[Dataset records]
—————

PR #970, opened 2020-02-04
refactor: move some files around, fix loose ends and fix broken redirect

fabiosantoscode:
Fixing some loose ends with #943, addressing @jorgeorpinel and @shcheklein's feedback. Also fixed the troubleshooting redirect URL which was missing the `/doc` prefix.

-------

Please chose to
[allow us](https://help.github.com/en/github/collaborating-with-issues-and-pull-requests/allowing-changes-to-a-pull-request-branch-created-from-a-fork)
to edit your branch when creating the PR.

### DIFF
--- a/redirects-list.json
+++ b/redirects-list.json
@@ -1,7 +1,7 @@
 [
   "^https://(?:www\\.)dvc\\.org/(.+)?       https://dvc.org/$1",
   "^https://man\\.dvc\\.org/(.+)?           https://dvc.org/doc/command-reference/$1 303",
-  "^https://error\\.dvc\\.org/(.+)?         https://dvc.org/user-guide/troubleshooting#$1 303",
+  "^https://error\\.dvc\\.org/(.+)?         https://dvc.org/doc/user-guide/troubleshooting#$1 303",
   "^https://(code|data|remote)\\.dvc\\.org/(.+) https://s3-us-east-2.amazonaws.com/dvc-public/$1/$2 303",
   "^/((?:deb|rpm)/.+)                       https://s3-us-east-2.amazonaws.com/dvc-s3-repo/$1 303",
   "^/(?:help|chat)/?$                       https://discordapp.com/invite/dvwXA2N 303",
--- a/scripts/exclude-links.txt
+++ b/scripts/exclude-links.txt
@@ -15,7 +15,6 @@ https://github.com/example/registry
 https://github.com/iterative/dvc.org/blob/master/public$
 https://github.com/iterative/dvc/releases/download/$
 https://github.com/myaccount/myproject.git
-https://dvc.org/user-guide/troubleshooting
 https://myendpoint.com
 https://object-storage.example.com
 https://www.youtube.com/embed/$
--- a/scripts/exclude-links.txt
+++ b/scripts/exclude-links.txt
@@ -15,6 +15,7 @@ https://github.com/example/registry
 https://github.com/iterative/dvc.org/blob/master/public$
 https://github.com/iterative/dvc/releases/download/$
 https://github.com/myaccount/myproject.git
+https://dvc.org/user-guide/troubleshooting
 https://myendpoint.com
 https://object-storage.example.com
 https://www.youtube.com/embed/$
--- a/src/utils/redirects.js
+++ b/src/utils/redirects.js
@@ -1,6 +1,6 @@
 /* eslint-env node */
 
-let redirects = require('./redirects-list.json')
+let redirects = require('../../redirects-list.json')
 
 const processRedirectString = redirectString => {
   let [regex, replace, code = 301] = redirectString.split(/\s+/g)
--- a/scripts/link-check.sh
+++ b/scripts/link-check.sh
@@ -46,7 +46,7 @@ fails=0
 for file in "$@"; do
   echo -n "$file:"
   prev=$fails
-  checker $(finder "$file" | sort -u | comm -23 - <(echo "$exclude" | sort -u)) || fails=$(($fails + 1))
+  checker $(finder "$file" | sed 's/#.*//g' | sort -u | comm -23 - <(echo "$exclude" | sort -u)) || fails=$(($fails + 1))
   [ $prev -eq $fails ] && echo OK
 done
 [ $fails -eq 0 ] || echo -e "ERROR:$fails failures\n---" >&2
--- a/server.js
+++ b/server.js
@@ -14,59 +14,56 @@ const { parse } = require('url')
 const next = require('next')
 
 const { getItemByPath } = require('./src/utils/sidebar')
-const { getRedirect } = require('./src/redirects.js')
+const { getRedirect } = require('./src/utils/redirects')
 
 const dev = process.env.NODE_ENV !== 'production'
 const app = next({ dev })
 const handle = app.getRequestHandler()
 const port = process.env.PORT || 3000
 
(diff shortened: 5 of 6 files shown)


fabiosantoscode:
`link-check-git-diff` is failing because I've removed the broken redirects, and it thinks those were links that worked.

redirects-list.json
```diff
@@ -1,7 +1,7 @@
 [
   "^https://(?:www\\.)dvc\\.org/(.+)?       https://dvc.org/$1",
   "^https://man\\.dvc\\.org/(.+)?           https://dvc.org/doc/command-reference/$1 303",
-  "^https://error\\.dvc\\.org/(.+)?         https://dvc.org/user-guide/troubleshooting#$1 303",
+  "^https://error\\.dvc\\.org/(.+)?         https://dvc.org/doc/user-guide/troubleshooting#$1 303",
```
shcheklein: good catch!

shcheklein:
looks good!

@fabiosantoscode please add those failed links to the exclusion list please.

fabiosantoscode:
Cool! I've also used `sed` to remove the hash part, instead of adding three links which differ only by hash but are the same document.

scripts/exclude-links.txt
```diff
@@ -15,6 +15,7 @@ https://github.com/example/registry
 https://github.com/iterative/dvc.org/blob/master/public$
 https://github.com/iterative/dvc/releases/download/$
 https://github.com/myaccount/myproject.git
+https://dvc.org/user-guide/troubleshooting
```
shcheklein: so, where does this link come from? I don't quite understand

shcheklein: removing this for now and merging the PR

redirects-list.json
jorgeorpinel: Oops. Maybe we should try to thoroughly test redirects manually (sanity check) even if we have tests because manually you can come up with ways to try to break the logic 😋  This is because publishing incorrect redirects (especially 301) causes almost permanent "damage" to new users browser cache. Just a thought

jorgeorpinel: > Needless to say I'm available to do this but just need to prioritize as I've been struggling with switching from task to task recently.

src/utils/redirects.js
```diff
@@ -1,6 +1,6 @@
 /* eslint-env node */
 
-let redirects = require('./redirects-list.json')
+let redirects = require('../../redirects-list.json')
```
jorgeorpinel: I know Ivan suggested this but I'm not getting why this doesn't go in src/util/ along with the redirect module and tests.

jorgeorpinel: Never mind, I guess it makes sense to have it near server.js

shcheklein:
@jorgeorpinel because it's website global config. It's a regular thing to have some redirects file in the root. e.g. Netlify, as far as I remember is just one of the examples.

shcheklein:
> I know this is merged but for the record I approve haha. I do have some JS code suggestions thought, may open a separate PR or include in my current regular updates one (#966)

please, if it's possible let's not do this unless they are just stylistic changes (like reoder ifs, or something) that are not directly related to this PR. Otherwise, please leave some comments here - we'll try to address this while we still have context.

jorgeorpinel:
> let's not do this unless they are just stylistic changes

They are small refactors and language/stylistic changes indeed. They don't change the behavior. I can open a sample draft PR so you guys see them... ⏳ 

Also, I do still find the space separation in the JSON file strange. Why not instead of:

```json
[
  "^https://(?:www\\.)dvc\\.org/(.+)?       https://dvc.org/$1",
  ...
```
do something like
```json
[
  ["^https://(?:www\\.)dvc\\.org/(.+)?", "https://dvc.org/$1", '301'],
  ...
```
?

jorgeorpinel:
I thin think is Ivan's logic on the redirects JSON file:

> From https://github.com/iterative/dvc.org/pull/943#issuecomment-582054859
> we had an iteration like this and I didn't like it (not sure about @fabiosantoscode :) ) - it's 1000 lines vs 10. It's way easier to read line by line. It's very regular format for redirects files - one rule a line. There should be very strong reasons to complicate this.

So why use JSON at all? Probably a regular redirect file is just plan text? Even simpler. Up to you guys, no strong opinion as long as it works well.

jorgeorpinel:
> it's 1000 lines vs 10

Not sure how though. See my suggestion in https://github.com/iterative/dvc.org/pull/970#issuecomment-582057203 above.

I won't touch this file in my small refactoring suggestion though. Let's see what Fabio prefers 🙂

shcheklein:
> They are small refactors and language/stylistic changes indeed. They don't change the behavior. I can open a sample draft PR so you guys see them... ⏳

if they are not related to this PR at all - include them to the regular updates, up to you!

> So why use JSON at all?

simpler to deal with in JS

> do something like `array of fields`

one line array instead of a string might work fine as well, don't have a strong opinion here

shcheklein:
> one line array instead of a string might work fine as well, don't have a strong opinion here 

would probably still personally prefer a simple string, just don't see a reason to write all these additional symbols in this case :)

jorgeorpinel:
> if they are not related to this PR at all - include them to the regular updates, up to you!

They're related, see https://github.com/iterative/dvc.org/pull/973/files

Thanks

fabiosantoscode:
@jorgeorpinel I've added the spaces because it was pretty hard to read the big-picture of the file without them. I'm happy to remove if you feel strongly against them.

I also think arrays would be fine. Maybe the space alignment would be more natural in that situation, or we could do something like this to make it more readable, even if it's taller:

```
[
  [
    "/from",
    "/to",
    308
  ],
[...]
```

jorgeorpinel:
In my case my IDE wraps at 80 chars so taller is easier to read in cases like this. ESLint would probably reformat it that way anyway. Again, it's not a strong opinion but I do think it's a better format and less error prone for later edits (how many spaces should I add? space typos, etc.)

shcheklein:
still prefer compact vs very tall - it's just hard to see the whole picture when it's tall, means hard to catch errors. In this case you just see clearly one block that looks exactly like:

```
string     string
string     string
string     string
```

it's super easy to read and see all at once. Especially if you start grouping them by the first string.

jorgeorpinel:
This is how it looks for me 😋 

image

13" laptop screen, and clearly I like large fonts 😬

jorgeorpinel:
BTW lines 4 and 5 don't have the same space alignment on the 2nd column:

```json
  "^https://error\\.dvc\\.org/(.+)?         https://dvc.org/doc/user-guide/troubleshooting#$1 303",
  "^https://(code|data|remote)\\.dvc\\.org/(.+) https://s3-us-east-2.amazonaws.com/dvc-public/$1/$2 303",
```

shcheklein:
I'm not sure 100% but my intuition is that you don't set auto-wrapping for code related stuff - it's extremely dangerous.

shcheklein:
also, you at least have a chance to make it wider for a moment, in case it's long - no one has a chance whatsoever to see it all at once, group it, etc

jorgeorpinel:
editor line wrapping = extremely dangerous? 😱 well I need some adrenaline in life

Didn't quite get that last comment about "see it all at once, group it, etc" but OK, those are all my arguments and still my position isn't very strong about this, plus I'm not convincing anyone, so let's just move on 🙂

—————

WHAT IS EXPECTED:
Using the records, find the number of lines in which the string "extremely" occurs. Reply with that number alone.

COMPLETED EXERCISE:
2